Yes, that is the "FreeBSD Porter's Handbook":

https://www.freebsd.org/doc/en_US.ISO8859-1/books/porters-handbook/

It contains a general description of the framework and tools
you will be using when porting an application to FreeBSD.



> By the look of it with my untrained eye it looked a lot like shell 
> scripting and following a given syntax and cheking builds and update 
> dependencies ---> this with my eyes without having a clue so dont judge me 
> on that :)

You are basically right. The ports infrastructure uses both
shell scripts and Makefile (with BSD make) to accomplish a
wide set of goals. See the ports collection itself as a
"collection of recipes on how to obtain, build, install,
update, remove, or modify applications". THere are also
some files with specific content that act as a "port
description". An outline of how this works can be found
in the porter's handbook mentioned above.

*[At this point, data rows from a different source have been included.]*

PR #469, opened 2022-07-20
Throw a more descriptive error message when passing a too long element dof vector.

fredrikekre:


fredrikekre:
This benchmark:
```
using Ferrite, BenchmarkTools

const ip = Lagrange{1,RefCube,1}()
const qr = QuadratureRule{1,RefCube}(1)
const cv = CellScalarValues(qr, ip)
const ue = rand(getnbasefunctions(cv))
const qp = 1

@btime function_value(cv, qp, ue)
```
goes from 4ns to 2ns too.

KnutAM:
Nice! 
Is the plan to fix the same for FaceValues etc. as well, seems to be a few similar `@assert`s.

fredrikekre:
Done.

PR #470, opened 2022-07-25
max(u...) -> maximum(u) in plasticity example

KnutAM:
Seemed like a strange code construct to have in an example...

### DIFF
--- a/docs/src/literate/plasticity.jl
+++ b/docs/src/literate/plasticity.jl
@@ -328,7 +328,7 @@ function solve()
         ## Update the old states with the converged values for next timestep
         states_old .= states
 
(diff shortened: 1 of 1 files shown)


KristofferC (approved):

docs/src/literate/plasticity.jl
```diff
@@ -328,7 +328,7 @@ function solve()
         ## Update the old states with the converged values for next timestep
         states_old .= states
 
-        u_max[timestep] = max(abs.(u)...) # maximum displacement in current timestep
+        u_max[timestep] = maximum(abs.(u)) # maximum displacement in current timestep
```
fredrikekre, line 331: `maximum(abs, u))` would be even better :)

PR #471, opened 2022-08-18
Add assemble function for non-square matrices

lijas:
Convenient for Lagrange multiplier constraints etc.

### DIFF
--- a/src/assembler.jl
+++ b/src/assembler.jl
@@ -51,6 +51,27 @@ function assemble!(a::Assembler{T}, dofs::AbstractVector{Int}, Ke::AbstractMatri
 end
 
 """
+    assemble!(a::Assembler, rowdofs, coldofs, Ke)
+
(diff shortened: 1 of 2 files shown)


src/assembler.jl
```diff
@@ -50,6 +50,27 @@ function assemble!(a::Assembler{T}, dofs::AbstractVector{Int}, Ke::AbstractMatri
     end
 end
 
+"""
+    assemble!(a::Assembler, rowdofs, coldofs, Ke)
+
+Assembles the matrix `Ke` into `a` according to the dofs specified by `rowdofs` and `coldofs`.
+"""
+function assemble!(a::Ferrite.Assembler{T}, rowdofs::AbstractVector{Int}, coldofs::AbstractVector{Int}, Ke::AbstractMatrix{T}) where {T}
```
fredrikekre, line 58: Perhaps some code duplication can be avoided by combining these two methods

fredrikekre (approved):

PR #474, opened 2022-08-30
Remove onboundary from examples

KnutAM:
If removed from Neumann example, probably good to remove from examples as well? Ref #473

Edit: Also adopted an unrelated doc change from @fredrikekre's comment in [#470](https://github.com/Ferrite-FEM/Ferrite.jl/pull/470#discussion_r928557474)


lijas:
Move the face integration outside the cell loop and do:
```
for (cellid, faceid) in union(getfaceset(grid, "left"), getfaceset(grid, "right") )
```
is my prefered way :)

KnutAM:
I like that better too, and it is what would be done by the BoundaryFaceIterator that is under construction!

KnutAM:
Handled in #495

PR #475, opened 2022-09-08
Fix face node ordering for Tetrahedron{3}

fredrikekre:
Fix face node ordering for Tetrahedron{3} s.t. they are counter clockwise from the outside.


fredrikekre:
Concerning that this passes tests :D

lijas:
Where would this cause an issue?We dont have any example that uses the normal, I think.

kimauth:
Add some tests? 🙃

PR #477, opened 2022-09-09
Different way of handling shells

lijas:
@kimauth mentioned that the current way of handling shells in the DofHandler interfears with cohesive zone elements.

This PR adds a wrapper interpolation for shells that does not mess with the DofHandler.


src/interpolations.jl
```diff
@@ -703,3 +699,35 @@ function value(ip::CrouzeixRaviart{2,1}, i::Int, ξ::Vec{2})
...
+
+################################################################
+# Wrapper Interolation for structural elements (shells, beams) #
+################################################################
+"""
+
+"""
+struct ShellInterpolation{dim_p,dim_s,shape,order,I<:Interpolation} <: Interpolation{dim_s,shape,order} 
+    ip::I
+end
```
termi-official, line 711: readoing this, wouldn't something like `StructuralInterpolation` be more precise?

termi-official (commented):
Great PR! However, I think this raises again the question on how faces and edges are defined.

src/Dofs/DofHandler.jl
```diff
@@ -248,7 +247,7 @@ function __close!(dh::DofHandler{dim}) where {dim}
                     end # edge loop
                 end
             end
-            if interpolation_info.nfacedofs > 0 && (interpolation_info.dim == dim)
+            if interpolation_info.nfacedofs > 0
```
termi-official, line 250: Removing this assumption may break mixed-dimensional elements.

termi-official:
Is this obsolete now?

PR #481, opened 2022-09-19
Periodic Nirvana

fredrikekre:
This patch fixes most remaining issues with periodic constraints:

 - collect_periodic_faces now return Vector{PeriodicFacePair} instead of Dict{Int,Int}. This is necessary since, in 3D, we need to keep track of i) the relative rotation between the faces and ii) if they are mirrored (opposing normal vectors) or not
 - Several bugs related to 3D periodicities and rotation/mirroring have been fixed
 - Numbering for quadratic interpolation for 3D cubes have been fixed to match the rest of Ferrite. The added tests for periodic constraints revealed this issue

With this patch, periodic constraints should work fine for linear and quadratic interpolations for and all supported cell types in both 2 and 3 dimensions.


KristofferC:
Are there any examples that use periodic B.C yet?

fredrikekre:
https://ferrite-fem.github.io/Ferrite.jl/stable/examples/computational_homogenization/

PR #736, opened 2024-07-22
add signal traps for INT and TERM for followers

viktorerlingsson:
Adds signal traps for INT and TERM to properly shut down follower and close sockets. 

Without this I end up with extra unix & http sockets when closing a follower with ctrl+c. 

Manual

### DIFF
--- a/src/lavinmq/clustering/client.cr
+++ b/src/lavinmq/clustering/client.cr
@@ -41,7 +41,7 @@ module LavinMQ
         Signal::TERM.trap { close_and_exit }
       end
 
-      def close_and_exit
+      private def close_and_exit
         Log.info { "Received termination signal, shutting down..." }
         close
         exit 0
--- a/src/lavinmq/clustering/client.cr
+++ b/src/lavinmq/clustering/client.cr
@@ -33,6 +33,18 @@ module LavinMQ
           @unix_amqp_proxy = Proxy.new(@config.unix_path) unless @config.unix_path.empty?
           @unix_http_proxy = Proxy.new(@config.http_unix_path) unless @config.http_unix_path.empty?
         end
+        setup_signal_traps
+      end
+
+      private def setup_signal_traps
+        Signal::INT.trap { close_and_exit }
+        Signal::TERM.trap { close_and_exit }
+      end
+
+      def close_and_exit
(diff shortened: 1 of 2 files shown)


src/lavinmq/clustering/client.cr
```diff
@@ -33,6 +33,18 @@ module LavinMQ
           @unix_amqp_proxy = Proxy.new(@config.unix_path) unless @config.unix_path.empty?
           @unix_http_proxy = Proxy.new(@config.http_unix_path) unless @config.http_unix_path.empty?
         end
+        setup_signal_traps
+      end
+
+      private def setup_signal_traps
+        Signal::INT.trap { close_and_exit }
+        Signal::TERM.trap { close_and_exit }
+      end
```
carlhoerberg, line 42:
```suggestion
        Signal::INT.trap { close_and_exit }
        Signal::TERM.trap { close_and_exit }
      end
```

src/lavinmq/clustering/client.cr
```diff
@@ -33,6 +33,18 @@ module LavinMQ
...
+
+      def close_and_exit
```
carlhoerberg, line 44:
```suggestion
      private def close_and_exit
```

carlhoerberg (commented):
How come sockets was "left over"? If the process exits all sockets opened by that process is closed as well?

viktorerlingsson:
> How come sockets was "left over"? If the process exits all sockets opened by that process is closed as well?

Yeah, I still had the "files" for `lavinmq.sock` and `lavinmq-http.sock` after closing a follower with ctrl+c, and could not restart the follower unless I removed them. Would they remain if the sockets weren't properly unbound or something?

src/lavinmq/clustering/client.cr
viktorerlingsson: Sure, I just copied from launcher :)

carlhoerberg:
I see, you need to try to delete the file before just like in `Launcher`: https://github.com/cloudamqp/lavinmq/blob/6bb3de850c37854272af5a49d31c5382d07b5e1d/src/lavinmq/server.cr#L182

Can happen if the clustering client was killed (eg. OOM), even with this patch.

kickster97 (approved):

> I always thought porting would mean to bring something over which does not 
> exist .. from zero .. like SecureCRT (has it open thats why, its a closed 
> source SSH/Terminal emulator has windows/mac os / linux versions ) and 
> figure out how to make it work on FreeBSD ** without it existing in any 
> form of port or binary for FreeBSD **

That's not fully correct. In some cases, ports are unique to
FreeBSD - a comparable program does not exist anywhere else.
A port can also be a program originally written for Linux,
with patches, now available on FreeBSD. But a port can also
be a device driver, released by the manufacturer, in binary
form - no sources involved.

Whenever you build a port, the end result typically is a
pkg-style package. This package can then be installed. Don't
be fooled by "make install" maybe suggesting something else -
no, it exactly does that: build a package to be installed.
In many cases, it compiles some source, maybe installs
required dependencies (build dependencies and runtime
dependencies), but sometimes it just fetches a binary blob
from a specified source.



> Where can I go to get some more step by step and training materials on 
> this Porting thing? IRC? other mail list? Telegram chat?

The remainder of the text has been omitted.